If i click on a link a a web page, the new window opens minimized. how can i get this to open full screen?

Windows Me.


----------



## Mosaic1

Open a New Window, resize it. Close it while holding the Ctrl Button. Open another window to see if it worked. There are several methods. This is the first and easiest.


----------



## ntlgnce

nope. It does not happen when first opening IE Now if i right click a link and open in new window, it opens minimized (small bar)


----------



## Mosaic1

Right. Open IE>then open a New window. Resize it. Close it while holding the CTRL button down.

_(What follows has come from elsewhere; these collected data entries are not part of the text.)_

PR #543, opened 2024-05-28
Home actions edit

Rockindash:
Added Swap action to Home View in case even a single selected Coin supports Swap.

### DIFF
--- a/VultisigApp/VultisigApp/View Models/VaultDetailViewModel.swift
+++ b/VultisigApp/VultisigApp/View Models/VaultDetailViewModel.swift
@@ -11,6 +11,7 @@ import SwiftUI
 @MainActor
 class VaultDetailViewModel: ObservableObject {
     @Published var coinsGroupedByChains = [GroupedChain]()
+    @Published var selectedGroup: GroupedChain? = nil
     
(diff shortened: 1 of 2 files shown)


VultisigApp/VultisigApp/View Models/VaultDetailViewModel.swift
```diff
@@ -11,6 +11,7 @@ import SwiftUI
 @MainActor
 class VaultDetailViewModel: ObservableObject {
     @Published var coinsGroupedByChains = [GroupedChain]()
+    @Published var selectedGroup: GroupedChain? = nil
```
flypaper0, line 14: why we need published property? 

I think we can just have one computed property, that return array of actions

See if that helps.


----------



## eddie5659

Hiya

Also, there is this:

1.Close all instances of Internet Explorer 
2.Start the Registry Editor (start--run--regedit)
3.Go to HKEY_CURRENT_USER \ Software \ Microsoft \ Internet Explorer \ Main 
4.Delete the value Window_Placement 
5.Exit the Registry Editor 


Regards

eddie


----------



## TonyKlein

That's a good one, but it only works for the main IE window, if setting it to open maximized in the properties of the shortcut doesn't work.

Windows opened by hyperlinks need to be resized manually, and then they ought to stick.

This is how it's recommended:

Start IE5, right click any URL and select Open in a New Window.
Go back to the first IE5 window you opened and close it.
Return to the second window and manually drag it to fill the screen.
(Do not use the maximize button)
Close this second window, using the close box.
All windows should now open maximized. 
And the trick is NOT to use the maximize button, for that's a temporary setting which will not be remembered.

Now if this really refuses to work, here's a javascript which adds an option 'open maximized' to your context menu, when rightclicking on a hyperlink: http://members.iinet.net.au/~sandi/MVP/MaxLink.zip

Good luck,


----------



## casper03

ok open ie then click on link:
when second window opens minimized close first window
then resize second window to full size then close using
the X in top right hand corner.... hey presto!

when you open links they should now open full size:

ie only remmembers the resizing of main window
hence the reason you have to close the first window


----------



## ntlgnce

Yhanks Casper03 That worked..  I tried doing this the other day like four times and it was still opening as a small bar.. I thought since it was WindowsME it had changed it somehow from 98.. (not sure why it would not work? it could be that i was not xing out the first window before making the changes! Thanks, Enjoy. 


Please don't bother me right now, I am playing video games and this requires the use of both sides of my brain.


----------